I started my full-time position as a Data Scientist at Slintel earlier this month and I can’t be more excited about it! I’ve been interning at Slintel for 3 months now, and I’ve learned a lot during my internship period.Here’s a quick overview on what I’ve been working on over the past few months.
Overview
With the recent advances in technology and specifically in the data science domain, we are able to solve tons of amazing problems. Let me introduce one which we at Slintel are also trying to solve.
Here’s the gist of it: I was tasked with building an automated process that will help you to identify that Person X is the right prospect to be pitched for Product Y technology from Z organisation. Essentially, identifying high-intent prospects from any organization for any sales/marketing team across the globe!
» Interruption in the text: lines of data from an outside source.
PR #7301, opened 2026-05-29
mvcc fallible vec allocations

pedrocarlo:
## Description
Depends on https://github.com/tursodatabase/turso/pull/7290

Title says it. Just migrating more places in MVCC to use fallible Vec allocations

## Motivation and context
Fallible Allocations

## Description of AI Usage
Boilerplate and err propagation

PR #7307, opened 2026-05-29
migrate `wal.rs` and dependent callers to use Vec fallible allocations

pedrocarlo:
## Description
Depends on https://github.com/tursodatabase/turso/pull/7301

Again just migrating functions and call sites to return alloc errors

## Motivation and context
Fallible Allocations

## Description of AI Usage
Propagating errors

### DIFF
--- a/core/mvcc/database/mod.rs
+++ b/core/mvcc/database/mod.rs
@@ -1,3 +1,4 @@
+use crate::alloc::*;
 use crate::mvcc::clock::LogicalClock;
 use crate::mvcc::cursor::{static_iterator_hack, MvccIterator};
 #[cfg(any(test, injected_yields))]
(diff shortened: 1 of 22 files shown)


core/mvcc/database/mod.rs
```diff
@@ -788,18 +796,19 @@ impl Transaction {
         let header = savepoints[target_idx].header;
         let header_dirty = savepoints[target_idx].header_dirty;
 
-        let drained: Vec<Savepoint> = savepoints.drain(target_idx..).collect();
+        let drained: Vec<Savepoint> = savepoints.drain(target_idx..).try_collect()?;
+        // Should be safe to use this method as we just drained the Savepoints vec so it should have capacity
```
LeMikaelF, line 953: This assumes that the thread has its own memory pool. Is this an assumption that we explicitly make in Turso? It's correct for our own infra, but not all users may use this type of allocators.

LeMikaelF (approved):

penberg:

PR #7314, opened 2026-06-01
Pin cargo-c to 0.10.16 due to rust-toolchain.toml being pegged at 1.88

yinkam:
## Description

Pinned the `cargo-c` install version to `0.10.16` due to `rust-toolchain.toml` pegging the channel at `1.88`.

## Motivation and context

I was setting up the turso repo and encountered the issue with installing `cargo-c`. `cargo-c` is now at `0.10.23` and requires `1.94` or newer, but the `rust-toolchain.toml` is pegged at `1.88`.  `cargo` recommended the fix, and I'm documenting it here.


LeMikaelF (approved):

yinkam:
@LeMikaelF Thanks!

PR #7318, opened 2026-06-01
core/mvcc: make checkpoint's gc yield on long gc

pereman2:
## Description

GC can get quite big so it is necessary to yield after some fixed number of rows processed in order to not hog all cpu.

## Description of AI Usage

This PR was kinda vibe coded. Had to make the clanker not do so much clones and try to use same logic we follow to store cursor like in collect rows.

### DIFF
--- a/core/mvcc/database/checkpoint_state_machine.rs
+++ b/core/mvcc/database/checkpoint_state_machine.rs
@@ -30,7 +30,10 @@ use strum::EnumCount;
 
 const COLLECT_PREEMPTION_THRESHOLD: usize = 1024;
 
-#[derive(Debug, Clone, Copy, PartialEq, Eq)]
+/// Key identifying an index row pending checkpoint-time GC: (index_id, row key).
+type GcIndexKey = (MVTableId, RowKey);
+
+#[derive(Debug, Clone, PartialEq, Eq)]
 pub enum CheckpointState {
     AcquireLock,
     CollectTableRows,
@@ -66,6 +69,16 @@ pub enum CheckpointState {
     FsyncLogicalLog,
     /// Truncate the WAL file after DB file and logical-log cleanup are safely durable.
     TruncateWal,
+    GcTableRows {
+        rows: std::collections::BTreeSet<RowID>,
+        cursor: Option<RowID>,
+        lwm: u64,
+    },
+    GcIndexRows {
+        rows: std::collections::BTreeSet<GcIndexKey>,
+        cursor: Option<GcIndexKey>,
+        lwm: u64,
+    },
     Finalize,
 }
 
@@ -376,7 +389,7 @@ impl<Clock: LogicalClock> CheckpointStateMachine<Clock> {
 
     #[cfg(test)]
     pub(crate) fn state_for_test(&self) -> CheckpointState {
-        self.state
+        self.state.clone()
     }
 
     #[cfg(test)]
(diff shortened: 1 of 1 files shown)


core/mvcc/database/checkpoint_state_machine.rs
```diff
@@ -30,7 +30,10 @@ use strum::EnumCount;
 
 const COLLECT_PREEMPTION_THRESHOLD: usize = 1024;
 
-#[derive(Debug, Clone, Copy, PartialEq, Eq)]
+/// Key identifying an index row pending checkpoint-time GC: (index_id, row key).
+type GcIndexKey = (MVTableId, RowKey);
```
jussisaurio: nit: would prefer struct with named fields

core/mvcc/database/checkpoint_state_machine.rs
```diff
@@ -963,21 +973,28 @@ impl<Clock: LogicalClock> CheckpointStateMachine<Clock> {
...
+            unreachable!("gc_checkpointed_table_versions runs only in GcTableRows");
+        };
+        let lwm = *lwm;
+        let bounds: (Bound<RowID>, Bound<RowID>) = match cursor.clone() {
+            None => (Bound::Unbounded, Bound::Unbounded),
+            Some(last) => (Bound::Excluded(last), Bound::Unbounded),
+        };
+        let mut processed = 0;
+        for row_id in rows.range(bounds) {
+            *cursor = Some(row_id.clone());
```
jussisaurio: any reason why we can't do this only when we yield?

core/mvcc/database/checkpoint_state_machine.rs
```diff
@@ -986,47 +1003,58 @@ impl<Clock: LogicalClock> CheckpointStateMachine<Clock> {
...
+            unreachable!("gc_checkpointed_index_versions runs only in GcIndexRows");
+        };
+        let lwm = *lwm;
+        let bounds: (Bound<GcIndexKey>, Bound<GcIndexKey>) = match cursor.clone() {
+            None => (Bound::Unbounded, Bound::Unbounded),
+            Some(last) => (Bound::Excluded(last), Bound::Unbounded),
+        };
+        let mut processed = 0;
+        for (index_id, row_key) in rows.range(bounds) {
+            *cursor = Some((*index_id, row_key.clone()));
```
jussisaurio: any reason why we can't do this only when we yield?

core/mvcc/database/checkpoint_state_machine.rs
```diff
@@ -1813,24 +1841,67 @@ impl<Clock: LogicalClock> CheckpointStateMachine<Clock> {
...
-                        self.state = CheckpointState::Finalize;
+                        turso_assert!(
+                            !self.has_pending_root_publication(),
+                            "checkpoint finalized after pager writes without publishing schema changes"
+                        );
+                        self.mvstore
+                            .durable_txid_max
+                            .store(self.durable_txid_max_new, Ordering::SeqCst);
+                        let rows = self
+                            .write_set
```
jussisaurio: Do we actually need to collect these into a BTreeSet or could we just use the vec index from write set as the "cursor" when resuming?

core/mvcc/database/checkpoint_state_machine.rs
```diff
@@ -1813,24 +1841,67 @@ impl<Clock: LogicalClock> CheckpointStateMachine<Clock> {
...
+                    return Ok(TransitionResult::Io(io));
+                }
+                let CheckpointState::GcTableRows { lwm, .. } = &self.state else {
+                    unreachable!("state is GcTableRows here");
+                };
+                let lwm = *lwm;
+                let rows = self
+                    .index_write_set
+                    .iter()
+                    .map(|(index_id, row_version, _is_delete)| {
```
jussisaurio: Do we actually need to collect these into a BTreeSet or could we just use the vec index from write set as the "cursor" when resuming?

core/mvcc/database/checkpoint_state_machine.rs
pereman2: actually not, I already did a while back remove it in a local branch because it seemed wasteful but I left it here to not make more changes. I think I will just make them anyways

jussisaurio (approved):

So, we are working on Technology Extraction from people’s professional summary data. Sounds like an NER problem? A variety of approaches comes flooding to the mind … right? But let’s start from step #1, the research that went into it..
Research
I think the best way to start working on any problem statement is to do your homework in terms of your own research and exploration of different approaches. Guess what :) On exploring I found that there are a variety of approaches that are available and used for this task and this is often termed as “NER (Named Entity Recognition)”. Libraries like spaCy, pre-trained models like BERT, flair, etc. already exist to help you with this. Let’s get things started then.
Week 1:
My Onboarding :)
Got onboarded with the team, super excited to start my work. Let’s see what we have here to start….
I had the people’s professional summary data but found out important requirements for the same, as I am going to do everything from scratch which makes it 3000 times more exciting xD .
Week 2:
Pre-requirements
In order to build something and validate the performances of our algorithms we need some True data to compare with, right ??
Important Requirements:
- Tagged Dataset : We need a true valued list for technologies/companies matching from summary for validation with our list of predicted values i.e
2. Accuracy Metric : We opted for the Confusion Matrix. Let’s not dig deep into what it is, I am sure you can find out this on your own (check out the link above). An important point to consider here is that the number of FPs (False Positives) are going to be very important for the business use-case. Why? It is so because as a Sales representative, we do not want to pitch the wrong person for the wrong product that he/she might not be interested in buying, right? So, we want them as low as possible.
Week 3–4:
Got a Plan ??
Ohkk, wait! Let’s not be very fast to jump to code, let’s check if we have any plan first ??
Yes, on research and domain knowledge I formulated a plan in which we will proceed with the project.
Classification of Approaches on Dataset Type :
I am pretty sure you already got what I had in mind but let me explain it once. So we have two types of classification one with Untagged Data/raw data and the other is Contextually Tagged data.
- We will explore with Untagged Data first, and the methods involve Pattern Matching/Rule Based Approaches, use of pre-trained models like spaCy, BERT, etc for NER purpose, and the last is to combine Rule-based and pre-trained models, an Ensembling way.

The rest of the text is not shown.